*Task goal*.
From the entries below, copy out all lines holding "registration".

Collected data
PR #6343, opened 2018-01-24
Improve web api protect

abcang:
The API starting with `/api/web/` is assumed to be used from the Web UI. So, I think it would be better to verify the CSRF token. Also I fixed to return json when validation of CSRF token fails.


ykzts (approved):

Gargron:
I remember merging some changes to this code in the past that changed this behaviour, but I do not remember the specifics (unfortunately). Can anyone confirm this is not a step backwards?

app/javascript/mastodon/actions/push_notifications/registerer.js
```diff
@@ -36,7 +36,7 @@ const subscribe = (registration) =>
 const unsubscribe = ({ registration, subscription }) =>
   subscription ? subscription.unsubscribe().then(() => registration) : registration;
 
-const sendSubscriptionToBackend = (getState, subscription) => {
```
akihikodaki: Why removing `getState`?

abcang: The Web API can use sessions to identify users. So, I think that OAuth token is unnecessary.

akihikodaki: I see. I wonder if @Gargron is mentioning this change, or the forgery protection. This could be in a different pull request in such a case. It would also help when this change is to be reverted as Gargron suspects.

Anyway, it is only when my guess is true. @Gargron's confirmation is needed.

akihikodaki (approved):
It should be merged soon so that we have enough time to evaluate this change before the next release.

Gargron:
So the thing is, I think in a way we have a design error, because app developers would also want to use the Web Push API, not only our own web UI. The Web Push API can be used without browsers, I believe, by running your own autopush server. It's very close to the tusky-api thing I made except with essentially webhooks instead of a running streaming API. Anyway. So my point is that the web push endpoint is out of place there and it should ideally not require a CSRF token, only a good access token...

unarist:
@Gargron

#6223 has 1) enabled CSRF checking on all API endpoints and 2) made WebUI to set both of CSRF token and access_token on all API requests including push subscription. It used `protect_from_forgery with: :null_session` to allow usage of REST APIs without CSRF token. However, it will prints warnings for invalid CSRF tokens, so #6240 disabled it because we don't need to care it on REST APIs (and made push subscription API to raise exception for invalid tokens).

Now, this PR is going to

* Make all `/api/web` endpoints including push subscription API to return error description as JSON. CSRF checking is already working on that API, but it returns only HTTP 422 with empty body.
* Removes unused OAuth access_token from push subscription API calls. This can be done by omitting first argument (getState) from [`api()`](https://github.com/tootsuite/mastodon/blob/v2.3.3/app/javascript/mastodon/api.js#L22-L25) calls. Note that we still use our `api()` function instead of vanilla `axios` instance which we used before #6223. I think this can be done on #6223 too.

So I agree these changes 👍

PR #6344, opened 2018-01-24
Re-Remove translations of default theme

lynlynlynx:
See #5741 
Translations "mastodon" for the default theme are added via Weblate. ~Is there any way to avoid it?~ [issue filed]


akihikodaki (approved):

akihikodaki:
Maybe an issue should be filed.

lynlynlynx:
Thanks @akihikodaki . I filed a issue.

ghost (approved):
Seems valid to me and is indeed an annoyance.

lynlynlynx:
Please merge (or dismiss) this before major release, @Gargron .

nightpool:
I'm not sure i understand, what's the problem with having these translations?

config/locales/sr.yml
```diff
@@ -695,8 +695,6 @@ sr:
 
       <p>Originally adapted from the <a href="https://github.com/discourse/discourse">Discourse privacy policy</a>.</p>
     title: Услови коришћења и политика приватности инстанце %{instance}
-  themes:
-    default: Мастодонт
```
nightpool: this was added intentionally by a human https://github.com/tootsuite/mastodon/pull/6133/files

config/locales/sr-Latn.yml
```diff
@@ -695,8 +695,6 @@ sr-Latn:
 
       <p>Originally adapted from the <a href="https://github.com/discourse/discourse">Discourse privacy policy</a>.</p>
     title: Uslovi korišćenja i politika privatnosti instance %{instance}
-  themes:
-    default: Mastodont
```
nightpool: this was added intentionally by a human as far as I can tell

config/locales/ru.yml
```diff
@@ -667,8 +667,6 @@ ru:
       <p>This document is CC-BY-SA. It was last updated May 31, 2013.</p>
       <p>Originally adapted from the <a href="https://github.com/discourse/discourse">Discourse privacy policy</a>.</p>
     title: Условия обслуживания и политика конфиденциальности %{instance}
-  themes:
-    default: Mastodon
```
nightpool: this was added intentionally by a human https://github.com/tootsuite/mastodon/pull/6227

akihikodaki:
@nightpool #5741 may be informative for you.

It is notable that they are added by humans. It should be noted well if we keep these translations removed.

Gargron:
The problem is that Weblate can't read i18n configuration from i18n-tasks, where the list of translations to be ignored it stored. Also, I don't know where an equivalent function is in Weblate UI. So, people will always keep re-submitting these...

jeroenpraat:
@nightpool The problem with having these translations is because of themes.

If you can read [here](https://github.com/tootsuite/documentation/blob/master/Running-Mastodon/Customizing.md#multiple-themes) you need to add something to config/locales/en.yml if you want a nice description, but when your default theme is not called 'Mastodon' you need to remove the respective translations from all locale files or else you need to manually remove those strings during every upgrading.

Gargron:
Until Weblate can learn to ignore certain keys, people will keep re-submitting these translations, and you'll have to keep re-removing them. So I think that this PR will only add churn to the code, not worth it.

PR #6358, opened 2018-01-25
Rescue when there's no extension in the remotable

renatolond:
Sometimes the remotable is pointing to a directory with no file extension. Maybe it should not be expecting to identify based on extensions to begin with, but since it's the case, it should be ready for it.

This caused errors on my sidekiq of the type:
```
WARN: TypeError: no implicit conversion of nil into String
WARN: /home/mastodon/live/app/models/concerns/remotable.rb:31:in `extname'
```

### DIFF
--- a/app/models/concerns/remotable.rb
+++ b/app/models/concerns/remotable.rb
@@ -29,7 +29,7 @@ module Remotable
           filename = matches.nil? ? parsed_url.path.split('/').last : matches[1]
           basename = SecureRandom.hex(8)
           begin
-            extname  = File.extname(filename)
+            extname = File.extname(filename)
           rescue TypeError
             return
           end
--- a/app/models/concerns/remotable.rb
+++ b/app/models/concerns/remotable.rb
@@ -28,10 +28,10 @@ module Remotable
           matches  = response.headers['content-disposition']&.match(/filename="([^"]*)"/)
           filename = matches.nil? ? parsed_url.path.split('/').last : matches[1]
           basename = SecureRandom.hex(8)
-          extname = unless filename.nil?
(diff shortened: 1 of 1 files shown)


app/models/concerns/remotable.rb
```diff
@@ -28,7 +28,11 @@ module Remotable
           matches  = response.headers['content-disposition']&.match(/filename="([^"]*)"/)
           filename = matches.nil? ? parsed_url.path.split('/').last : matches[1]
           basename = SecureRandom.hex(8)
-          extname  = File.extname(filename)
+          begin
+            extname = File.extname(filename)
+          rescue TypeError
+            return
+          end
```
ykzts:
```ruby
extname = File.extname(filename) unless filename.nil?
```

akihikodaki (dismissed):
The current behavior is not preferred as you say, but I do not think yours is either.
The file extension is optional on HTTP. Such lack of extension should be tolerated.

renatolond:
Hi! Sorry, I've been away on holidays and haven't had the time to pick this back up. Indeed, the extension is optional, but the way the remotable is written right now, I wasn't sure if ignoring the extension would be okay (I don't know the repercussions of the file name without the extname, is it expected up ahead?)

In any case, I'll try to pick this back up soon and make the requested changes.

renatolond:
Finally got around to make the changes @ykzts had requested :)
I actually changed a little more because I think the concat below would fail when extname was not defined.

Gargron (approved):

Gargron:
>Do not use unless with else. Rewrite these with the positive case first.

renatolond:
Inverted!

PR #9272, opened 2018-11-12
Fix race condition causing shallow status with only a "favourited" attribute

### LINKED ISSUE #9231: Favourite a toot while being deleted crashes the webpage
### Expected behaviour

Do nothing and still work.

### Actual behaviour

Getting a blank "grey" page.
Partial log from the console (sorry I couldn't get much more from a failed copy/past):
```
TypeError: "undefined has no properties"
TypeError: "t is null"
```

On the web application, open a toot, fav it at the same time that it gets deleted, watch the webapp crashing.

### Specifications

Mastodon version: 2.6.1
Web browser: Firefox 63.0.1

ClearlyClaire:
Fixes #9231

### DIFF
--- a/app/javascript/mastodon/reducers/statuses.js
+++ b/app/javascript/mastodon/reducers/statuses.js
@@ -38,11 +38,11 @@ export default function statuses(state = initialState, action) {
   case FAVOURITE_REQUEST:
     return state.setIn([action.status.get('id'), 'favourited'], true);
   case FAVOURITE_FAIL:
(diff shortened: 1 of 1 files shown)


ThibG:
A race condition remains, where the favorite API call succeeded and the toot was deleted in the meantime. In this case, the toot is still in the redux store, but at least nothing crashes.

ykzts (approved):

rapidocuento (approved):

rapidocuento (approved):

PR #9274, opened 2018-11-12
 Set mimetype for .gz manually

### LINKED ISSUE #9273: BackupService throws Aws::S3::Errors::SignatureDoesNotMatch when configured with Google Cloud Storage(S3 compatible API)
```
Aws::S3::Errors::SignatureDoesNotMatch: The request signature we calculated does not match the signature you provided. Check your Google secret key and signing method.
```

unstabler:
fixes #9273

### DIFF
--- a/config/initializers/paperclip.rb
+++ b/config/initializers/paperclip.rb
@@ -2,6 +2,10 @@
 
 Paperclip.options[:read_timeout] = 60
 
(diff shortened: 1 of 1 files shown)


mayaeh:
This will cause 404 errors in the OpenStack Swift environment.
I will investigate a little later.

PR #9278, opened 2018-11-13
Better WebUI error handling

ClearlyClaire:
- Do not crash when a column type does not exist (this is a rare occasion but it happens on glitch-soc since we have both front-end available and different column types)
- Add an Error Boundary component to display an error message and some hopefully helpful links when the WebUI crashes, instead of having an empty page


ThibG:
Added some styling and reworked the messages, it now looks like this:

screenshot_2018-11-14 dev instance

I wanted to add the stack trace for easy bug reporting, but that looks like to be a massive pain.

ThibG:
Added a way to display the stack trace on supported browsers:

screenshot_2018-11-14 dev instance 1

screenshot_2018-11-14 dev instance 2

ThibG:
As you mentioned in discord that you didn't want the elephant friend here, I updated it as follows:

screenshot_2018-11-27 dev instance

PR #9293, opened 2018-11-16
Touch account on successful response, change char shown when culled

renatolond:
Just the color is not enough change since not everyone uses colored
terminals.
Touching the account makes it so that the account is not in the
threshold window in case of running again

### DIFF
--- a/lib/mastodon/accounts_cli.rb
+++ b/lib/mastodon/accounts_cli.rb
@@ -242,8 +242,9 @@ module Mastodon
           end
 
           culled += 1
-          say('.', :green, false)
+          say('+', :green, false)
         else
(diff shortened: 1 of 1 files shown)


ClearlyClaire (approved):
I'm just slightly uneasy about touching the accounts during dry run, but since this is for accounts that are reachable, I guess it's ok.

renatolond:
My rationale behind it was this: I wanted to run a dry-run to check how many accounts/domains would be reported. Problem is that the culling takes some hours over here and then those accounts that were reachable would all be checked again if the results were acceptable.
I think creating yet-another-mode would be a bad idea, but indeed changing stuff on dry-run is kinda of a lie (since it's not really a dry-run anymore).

---

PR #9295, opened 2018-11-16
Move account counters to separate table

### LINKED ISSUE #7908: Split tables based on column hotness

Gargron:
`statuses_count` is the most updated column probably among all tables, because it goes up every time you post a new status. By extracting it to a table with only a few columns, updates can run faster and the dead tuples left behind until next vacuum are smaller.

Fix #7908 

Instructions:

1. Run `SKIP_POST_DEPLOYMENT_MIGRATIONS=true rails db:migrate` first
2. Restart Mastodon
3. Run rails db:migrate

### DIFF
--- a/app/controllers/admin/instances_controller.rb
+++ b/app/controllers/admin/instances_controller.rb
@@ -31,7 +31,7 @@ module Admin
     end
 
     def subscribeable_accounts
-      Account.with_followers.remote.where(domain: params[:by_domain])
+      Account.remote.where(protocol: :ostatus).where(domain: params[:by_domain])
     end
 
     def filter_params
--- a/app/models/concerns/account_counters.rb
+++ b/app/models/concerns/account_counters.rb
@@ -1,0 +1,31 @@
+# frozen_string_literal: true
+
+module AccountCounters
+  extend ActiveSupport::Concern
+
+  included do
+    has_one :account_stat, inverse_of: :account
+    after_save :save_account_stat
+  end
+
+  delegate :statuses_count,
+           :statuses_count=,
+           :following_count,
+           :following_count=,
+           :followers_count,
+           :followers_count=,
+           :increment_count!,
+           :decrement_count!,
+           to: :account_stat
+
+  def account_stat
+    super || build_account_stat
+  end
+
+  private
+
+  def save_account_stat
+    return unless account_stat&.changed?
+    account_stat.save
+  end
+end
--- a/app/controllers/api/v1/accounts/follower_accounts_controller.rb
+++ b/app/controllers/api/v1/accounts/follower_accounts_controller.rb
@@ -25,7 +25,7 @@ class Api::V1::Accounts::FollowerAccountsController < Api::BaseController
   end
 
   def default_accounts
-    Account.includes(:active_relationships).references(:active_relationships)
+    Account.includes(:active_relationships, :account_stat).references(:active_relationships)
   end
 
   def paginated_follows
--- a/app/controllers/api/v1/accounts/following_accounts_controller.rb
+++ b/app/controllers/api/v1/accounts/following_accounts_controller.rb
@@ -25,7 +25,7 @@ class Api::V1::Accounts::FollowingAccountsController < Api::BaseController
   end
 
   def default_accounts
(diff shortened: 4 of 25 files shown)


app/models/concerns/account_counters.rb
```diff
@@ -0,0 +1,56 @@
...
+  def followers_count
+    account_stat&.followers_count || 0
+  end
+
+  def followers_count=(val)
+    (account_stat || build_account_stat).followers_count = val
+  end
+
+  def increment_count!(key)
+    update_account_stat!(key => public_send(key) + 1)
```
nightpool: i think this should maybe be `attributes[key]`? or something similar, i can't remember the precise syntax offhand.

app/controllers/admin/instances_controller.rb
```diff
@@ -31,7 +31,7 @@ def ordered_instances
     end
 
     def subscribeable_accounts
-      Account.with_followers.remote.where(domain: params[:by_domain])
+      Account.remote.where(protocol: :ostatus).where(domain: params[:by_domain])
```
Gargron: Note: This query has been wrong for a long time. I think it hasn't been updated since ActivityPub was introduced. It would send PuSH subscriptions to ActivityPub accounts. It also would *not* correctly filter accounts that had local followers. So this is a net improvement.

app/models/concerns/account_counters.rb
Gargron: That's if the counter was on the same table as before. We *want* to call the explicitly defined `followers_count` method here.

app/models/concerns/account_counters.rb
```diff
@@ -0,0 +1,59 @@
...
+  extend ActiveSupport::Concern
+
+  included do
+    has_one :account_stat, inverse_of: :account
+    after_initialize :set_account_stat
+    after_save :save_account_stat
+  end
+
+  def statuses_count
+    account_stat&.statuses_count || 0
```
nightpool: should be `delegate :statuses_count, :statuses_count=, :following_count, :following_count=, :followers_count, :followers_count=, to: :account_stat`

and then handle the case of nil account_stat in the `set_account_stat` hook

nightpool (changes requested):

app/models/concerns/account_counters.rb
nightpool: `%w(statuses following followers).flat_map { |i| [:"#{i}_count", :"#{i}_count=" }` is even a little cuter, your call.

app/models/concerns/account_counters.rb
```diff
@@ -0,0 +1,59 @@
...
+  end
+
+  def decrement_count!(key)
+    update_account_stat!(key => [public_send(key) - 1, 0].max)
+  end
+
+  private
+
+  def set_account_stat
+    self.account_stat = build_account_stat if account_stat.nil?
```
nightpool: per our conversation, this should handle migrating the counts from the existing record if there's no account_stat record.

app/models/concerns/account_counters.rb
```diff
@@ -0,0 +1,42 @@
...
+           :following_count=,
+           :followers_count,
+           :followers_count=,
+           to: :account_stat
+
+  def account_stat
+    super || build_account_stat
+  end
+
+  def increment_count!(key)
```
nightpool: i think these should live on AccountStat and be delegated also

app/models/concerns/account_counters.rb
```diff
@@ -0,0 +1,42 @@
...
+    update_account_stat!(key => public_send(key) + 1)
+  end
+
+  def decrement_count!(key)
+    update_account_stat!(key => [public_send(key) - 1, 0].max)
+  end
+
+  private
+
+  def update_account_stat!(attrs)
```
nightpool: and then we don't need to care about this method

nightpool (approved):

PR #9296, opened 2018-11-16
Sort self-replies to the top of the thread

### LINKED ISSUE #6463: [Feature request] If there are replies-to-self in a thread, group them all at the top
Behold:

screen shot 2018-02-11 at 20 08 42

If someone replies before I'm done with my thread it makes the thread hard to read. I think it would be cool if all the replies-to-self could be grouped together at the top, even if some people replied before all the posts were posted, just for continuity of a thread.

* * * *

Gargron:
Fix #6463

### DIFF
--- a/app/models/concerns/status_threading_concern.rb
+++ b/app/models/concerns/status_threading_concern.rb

==

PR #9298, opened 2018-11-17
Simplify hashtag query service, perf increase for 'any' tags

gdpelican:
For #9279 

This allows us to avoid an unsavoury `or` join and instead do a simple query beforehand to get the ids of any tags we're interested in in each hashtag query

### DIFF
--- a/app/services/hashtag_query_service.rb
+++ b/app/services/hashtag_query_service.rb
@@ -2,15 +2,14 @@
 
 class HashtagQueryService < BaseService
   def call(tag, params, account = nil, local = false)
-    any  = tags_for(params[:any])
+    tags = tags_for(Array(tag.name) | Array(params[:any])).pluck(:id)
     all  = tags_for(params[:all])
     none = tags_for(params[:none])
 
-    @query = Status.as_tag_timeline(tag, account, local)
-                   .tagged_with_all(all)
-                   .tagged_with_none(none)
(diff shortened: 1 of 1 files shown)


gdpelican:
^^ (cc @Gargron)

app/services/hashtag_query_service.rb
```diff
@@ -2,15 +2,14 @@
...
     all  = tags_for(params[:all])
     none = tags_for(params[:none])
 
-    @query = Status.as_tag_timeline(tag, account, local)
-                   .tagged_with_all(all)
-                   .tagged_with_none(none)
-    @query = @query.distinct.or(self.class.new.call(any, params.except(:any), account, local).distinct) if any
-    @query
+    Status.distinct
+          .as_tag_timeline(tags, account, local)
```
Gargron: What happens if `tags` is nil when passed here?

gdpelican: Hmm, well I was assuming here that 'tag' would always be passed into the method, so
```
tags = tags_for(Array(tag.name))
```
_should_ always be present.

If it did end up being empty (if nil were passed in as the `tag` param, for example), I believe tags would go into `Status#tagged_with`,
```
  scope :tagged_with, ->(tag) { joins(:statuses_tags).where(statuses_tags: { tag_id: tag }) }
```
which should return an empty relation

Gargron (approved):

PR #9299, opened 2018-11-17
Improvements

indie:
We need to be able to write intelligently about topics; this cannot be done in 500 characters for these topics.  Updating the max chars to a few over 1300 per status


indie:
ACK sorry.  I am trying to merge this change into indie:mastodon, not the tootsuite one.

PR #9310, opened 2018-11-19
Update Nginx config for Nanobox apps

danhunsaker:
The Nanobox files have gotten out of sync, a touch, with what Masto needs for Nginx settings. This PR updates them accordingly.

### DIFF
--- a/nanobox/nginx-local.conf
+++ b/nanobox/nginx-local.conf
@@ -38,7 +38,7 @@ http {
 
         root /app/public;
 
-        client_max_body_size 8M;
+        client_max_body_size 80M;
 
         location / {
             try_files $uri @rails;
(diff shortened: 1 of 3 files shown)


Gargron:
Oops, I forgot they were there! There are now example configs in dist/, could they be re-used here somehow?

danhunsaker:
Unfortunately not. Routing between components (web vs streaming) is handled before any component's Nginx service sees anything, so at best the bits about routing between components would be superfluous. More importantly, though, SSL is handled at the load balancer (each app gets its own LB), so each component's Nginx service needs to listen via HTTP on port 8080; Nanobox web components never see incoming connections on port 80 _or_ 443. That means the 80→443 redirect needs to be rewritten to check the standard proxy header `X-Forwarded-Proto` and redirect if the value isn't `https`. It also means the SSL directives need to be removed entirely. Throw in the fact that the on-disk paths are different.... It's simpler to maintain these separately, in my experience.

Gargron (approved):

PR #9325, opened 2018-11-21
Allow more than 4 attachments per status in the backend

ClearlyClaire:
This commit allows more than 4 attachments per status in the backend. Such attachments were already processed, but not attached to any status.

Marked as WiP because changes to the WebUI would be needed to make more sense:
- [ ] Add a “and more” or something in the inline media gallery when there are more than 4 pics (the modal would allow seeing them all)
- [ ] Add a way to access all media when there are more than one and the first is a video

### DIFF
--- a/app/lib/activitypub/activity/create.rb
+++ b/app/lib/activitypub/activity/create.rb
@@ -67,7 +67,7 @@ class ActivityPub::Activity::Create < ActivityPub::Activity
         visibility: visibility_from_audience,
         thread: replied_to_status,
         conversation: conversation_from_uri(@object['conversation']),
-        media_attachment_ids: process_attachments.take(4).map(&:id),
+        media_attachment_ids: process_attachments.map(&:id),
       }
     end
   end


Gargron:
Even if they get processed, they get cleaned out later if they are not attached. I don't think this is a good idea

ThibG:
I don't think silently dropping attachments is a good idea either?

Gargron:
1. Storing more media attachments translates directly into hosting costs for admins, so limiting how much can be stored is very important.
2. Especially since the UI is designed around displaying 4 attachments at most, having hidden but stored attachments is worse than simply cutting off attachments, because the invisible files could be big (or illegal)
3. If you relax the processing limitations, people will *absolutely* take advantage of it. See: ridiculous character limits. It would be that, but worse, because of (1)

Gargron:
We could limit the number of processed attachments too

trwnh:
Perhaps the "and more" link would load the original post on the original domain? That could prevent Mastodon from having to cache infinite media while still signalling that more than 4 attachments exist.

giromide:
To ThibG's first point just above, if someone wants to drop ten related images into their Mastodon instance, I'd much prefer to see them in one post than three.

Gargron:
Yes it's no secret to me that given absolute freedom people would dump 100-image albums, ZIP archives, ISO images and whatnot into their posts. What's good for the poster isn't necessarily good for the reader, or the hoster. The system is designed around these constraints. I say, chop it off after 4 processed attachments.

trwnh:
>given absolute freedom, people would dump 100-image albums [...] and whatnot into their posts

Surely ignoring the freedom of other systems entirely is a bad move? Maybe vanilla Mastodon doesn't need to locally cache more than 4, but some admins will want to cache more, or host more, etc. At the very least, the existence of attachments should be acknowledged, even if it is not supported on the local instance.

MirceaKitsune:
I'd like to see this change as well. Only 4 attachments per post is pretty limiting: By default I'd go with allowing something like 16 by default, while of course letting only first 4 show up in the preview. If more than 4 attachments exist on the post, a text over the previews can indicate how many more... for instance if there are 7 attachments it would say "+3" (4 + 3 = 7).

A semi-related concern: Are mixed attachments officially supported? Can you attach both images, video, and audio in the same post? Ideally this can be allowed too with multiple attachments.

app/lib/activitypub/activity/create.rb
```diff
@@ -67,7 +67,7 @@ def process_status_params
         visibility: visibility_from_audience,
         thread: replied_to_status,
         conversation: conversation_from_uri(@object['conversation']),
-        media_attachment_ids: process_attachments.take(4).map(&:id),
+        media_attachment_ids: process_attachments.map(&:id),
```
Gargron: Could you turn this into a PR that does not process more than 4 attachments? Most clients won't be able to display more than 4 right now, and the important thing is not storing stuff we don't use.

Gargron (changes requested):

*Written answer*.
@@ -36,7 +36,7 @@ const subscribe = (registration) =>
 const unsubscribe = ({ registration, subscription }) =>
   subscription ? subscription.unsubscribe().then(() => registration) : registration;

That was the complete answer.